The WAC price that we established of $249.99 really was driven by the dynamics of TDAPA for the outpatient segment, but is a reasonable price point for in-patient. One of the other key pieces of feedback we took over the last two years from in-patient institutions, as we messaged around the NTAP and the value of the NTAP, was from many institutions that they perceived lower acquisition cost of product to be preferred to a higher NTAP reimbursement, so to that extent, the feedback we’ve gotten in the in-patient side is that the lower WAC price is more favorable. So I think to the question you asked about do you expect this price point to have a positive or a negative impact on utilization, the feedback we’re getting is that the lower acquisition cost of product should drive higher utilization on the in-patient side, so certainly we’re happy with that.

Dan Ferry: Okay, great. Thanks Joe. A second question here is are there any expected studies or data to be presented over the coming months, and can you give an investors a sense of which conferences CorMedix may have a presence?

Joe Todisco: Yes, thanks. I’m going to turn that over to Liz in a moment, but we’ve got a pretty ambitious 2024 planned with both field organizations being out there and active in a number of industry conferences. Liz, why don’t you go ahead?

Liz Hurlburt: Sure, thanks Joe. Yes, we’re excited, actually – we’re going to be presenting two abstracts this spring at the upcoming Society for Healthcare Epidemiology of America, or SHEA’s annual meeting, and both field teams, both medical and commercial are going to be present at over a dozen conferences this year and continuing to connect with key stakeholders – those include SHEA, MAD-ID, the NKIF spring conference, Renal Physicians Association, so I think we have a really good presence out there.

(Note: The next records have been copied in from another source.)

Issue #1452, opened 2021-07-25
🚀  JSONDecoder to config


supernova0730:
Hello everyone, I think it will be better if you will add JSONDecoder to config as JSONEncoder  
![image](https://user-images.githubusercontent.com/46263611/126909486-9e9410ac-2d9d-4984-a571-ead8aa8a1095.png)

FlameMida:
yes,it is important to custom json package

pd-pranay:
@ReneWerner87  Can I start working on it  ?

ReneWerner87:
Sure

pd-pranay:
To summarize things I need to do,
create JSONEncoder and JSONDecoder functions  ,
which will marshal or unmarshal data depending, upon the set up used at the time of App initialization ?

PR #1489, opened 2021-08-15
📝 Update: Add JSONDecoder to config

pd-pranay:

Add json decoder to config 

This pull request is in reference to [#1452](https://github.com/gofiber/fiber/issues/1452)
**Commit formatting** 

### DIFF
--- a/app.go
+++ b/app.go
@@ -308,6 +308,13 @@ type Config struct {
 	// Default: json.Marshal
 	JSONEncoder utils.JSONMarshal `json:"-"`
 
+	// When set by an external client of Fiber it will use the provided implementation of a
+	// JSONUnmarshal
+	//
+	// Allowing for flexibility in using another json library for encoding
+	// Default: json.Unmarshal
+	JSONDecoder utils.JSONUnmarshal `json:"-"`
+
 	// Known networks are "tcp", "tcp4" (IPv4-only), "tcp6" (IPv6-only)
 	// WARNING: When prefork is set to true, only "tcp4" and "tcp6" can be chose.
 	//
@@ -458,6 +465,9 @@ func New(config ...Config) *App {
 	}
 	if app.config.JSONEncoder == nil {
 		app.config.JSONEncoder = json.Marshal
+	}
+	if app.config.JSONDecoder == nil {
+		app.config.JSONDecoder = json.Unmarshal
 	}
 	if app.config.Network == "" {
 		app.config.Network = NetworkTCP4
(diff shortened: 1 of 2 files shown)


pd-pranay:
Let me know if everything is fine.

ReneWerner87:
Could you please add a test for the configuration possibility and a part in the docs repository.

pd-pranay:
> Could you please add a test for the configuration possibility and a part in the docs repository.

Sure 👍

ReneWerner87 (commented):
See the possibility to define the decoder, but no use within the framework/library, then shouldn't we use somewhere the method which was configured?

pd-pranay:
> See the possibility to define the decoder, but no use within the framework/library, then shouldn't we use somewhere the method which was configured?

Yes, I was thinking to add this to methods in ctx.go with using app.config's  Encoder and Decoder.
Will this do the work ? @ReneWerner87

Dan Ferry: Okay great, thanks Liz, thanks Joe. Joe, a final question here is can you give a sense of what investors may be missing? What is key to understanding CorMedix over the near term?

Joe Todisco: Okay, thanks Dan. Look – I assume you’re thinking about it from a stock price trading standpoint. You know, I still think we’re a story that’s not completely widely understood. We are in a very niche-y therapeutic segment with an atypical reimbursement and a lot of acronyms we talk about – NTAP, TDAPA, that are not necessarily common vernacular for biotech investors. We’re also a young biotech going through its first launch, so I think historically a lot of investors have kind of sat on the sidelines, waiting for perhaps a new equity offering, but as we’ve discussed today, we’re focused on launch. We think there’s a lot of launch value to DefenCath that is certainly not captured in the trading value of the stock, and we also think that there’s potentially long term value.

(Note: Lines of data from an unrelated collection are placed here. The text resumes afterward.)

PR #1513, opened 2021-08-31
✨ support logging color for custom logging formats

### LINKED ISSUE #1467: 🚀 I want to use color in the custom logger middleware
**Is your feature request related to a problem?**
no
**Describe the solution you'd like**
make it export in config

amalshaji:
**Support logger coloring for custom logging formats**

Add a function to check for a valid custom format. A valid format is one having both `${status}` and `${method}`. Fixed #1467

### DIFF
--- a/middleware/logger/config.go
+++ b/middleware/logger/config.go
@@ -3,6 +3,7 @@ package logger
 import (
 	"io"
 	"os"
+	"strings"
 	"time"
 
 	"github.com/gofiber/fiber/v2"
@@ -56,6 +57,20 @@ var ConfigDefault = Config{
 	enableColors: true,
 }
 
+// Function to check if the logger format is compatible for coloring
+func validCustomFormat(format string) bool {
+	var validTemplates = []string{"${status}", "${method}"}
+	if format == "" {
+		return true
+	}
+	for _, template := range validTemplates {
+		if !strings.Contains(format, template) {
+			return false
+		}
+	}
+	return true
+}
+
 // Helper function to set default values
 func configDefault(config ...Config) Config {
 	// Return default config if nothing provided
@@ -67,7 +82,7 @@ func configDefault(config ...Config) Config {
 	cfg := config[0]
 
 	// Enable colors if no custom format or output is given
-	if cfg.Format == "" && cfg.Output == nil {
+	if validCustomFormat(cfg.Format) && cfg.Output == nil {
 		cfg.enableColors = true
 	}
 


ReneWerner87:
can you please provide unittests that test the new code in use and make sure what we expect happens

amalshaji:
how do test for colors in output? or just test the newly added function?

ReneWerner87:
Use a buffer as weitter in the configuration and check the generated output.

ReneWerner87:
@amalshaji any progress ? 
you could test the feature in the test and define a buffer as the writer in the config and then check the created output
-> color output has a special prefix and suffix

amalshaji:
working on it now

amalshaji:
```go
if validCustomFormat(cfg.Format) && cfg.Output == nil {
    cfg.enableColors = true
}
```

If I use `buf` as Output, the colors won't be enabled!

ReneWerner87:
ok then use my function to capture the output
https://github.com/gofiber/fiber/blob/master/app_test.go#L1263-L1291

ReneWerner87:
@amalshaji can you please create the tests

amalshaji:
I'm using your function to capture the output. The following code is used for testing the output:

```go
func Test_Logger_Custom_Format_Color(t *testing.T) {
	output := captureOutput(func() {
		app := fiber.New()
		app.Use(New(Config{
			Format: "",
		}))
		app.Test(httptest.NewRequest("GET", "/test", nil))
	})
	fmt.Println("captured Output: ", output)
	utils.AssertEqual(t, 5, 5)
}
```

When the format is `""`, I get:

```bash
❯ go test -timeout 30s -run ^Test_Logger_Custom_Format_Color
captured Output:  18:32:03 | 404 |      0s |         0.0.0.0 | GET     | /test

PASS
ok      github.com/gofiber/fiber/v2/middleware/logger   0.004s
```

When I use a custom template like `${status}`, I get:

```bash
❯ go test -timeout 30s -run ^Test_Logger_Custom_Format_Color
404captured Output:
PASS
ok      github.com/gofiber/fiber/v2/middleware/logger   0.005s
```

No output is being captured. Note the 404 printed to stdout.

So I decided to disable the validCustomTemplate function and use the previous check, i.e., `if cfg.Format == "" && ...`

 Got the same output as the empty format one. Unfortunately, the output does not capture any color tags. Also, no color tests were done previously, so I can't refer.

amalshaji:
`go run main.go` prints color to output. But `fiber dev` doesn't. Is this related to my problem?

image

ReneWerner87:
Yes should be, you can open a issue in  https://github.com/gofiber/cli

ReneWerner87:
@amalshaji that means we do not need the pull request ? the normally come the colors yes or ?

amalshaji:
Only when the format is "" (Empty). The issue was to support colors for custom format. I can't figure out how to test for colors.

ReneWerner87 (approved):

ReneWerner87:
@amalshaji  thx for the contribution and effort

have unfortunately also found no way

from the code it looks good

We have 10.5 years of exclusivity, we’re expecting to meet with FDA midyear around a label expansion for DefenCath, but I think more importantly, over the next couple of years, our expectation is to be developing real world evidence demonstrating that the impact that DefenCath can have on infection rates and on patients, and certainly we’d look to utilize that real world data as, one, we obviously establish broader utilization but also more long term reimbursement across the continuum of care.

Dan Ferry: Okay great, thanks Joe. Operator, that concludes the written portion of the Q&A session. You may now close the call.

Operator: Thank you. Ladies and gentlemen, this concludes your conference call for today. We thank you for participating and ask that you please disconnect your lines. Have a lovely day.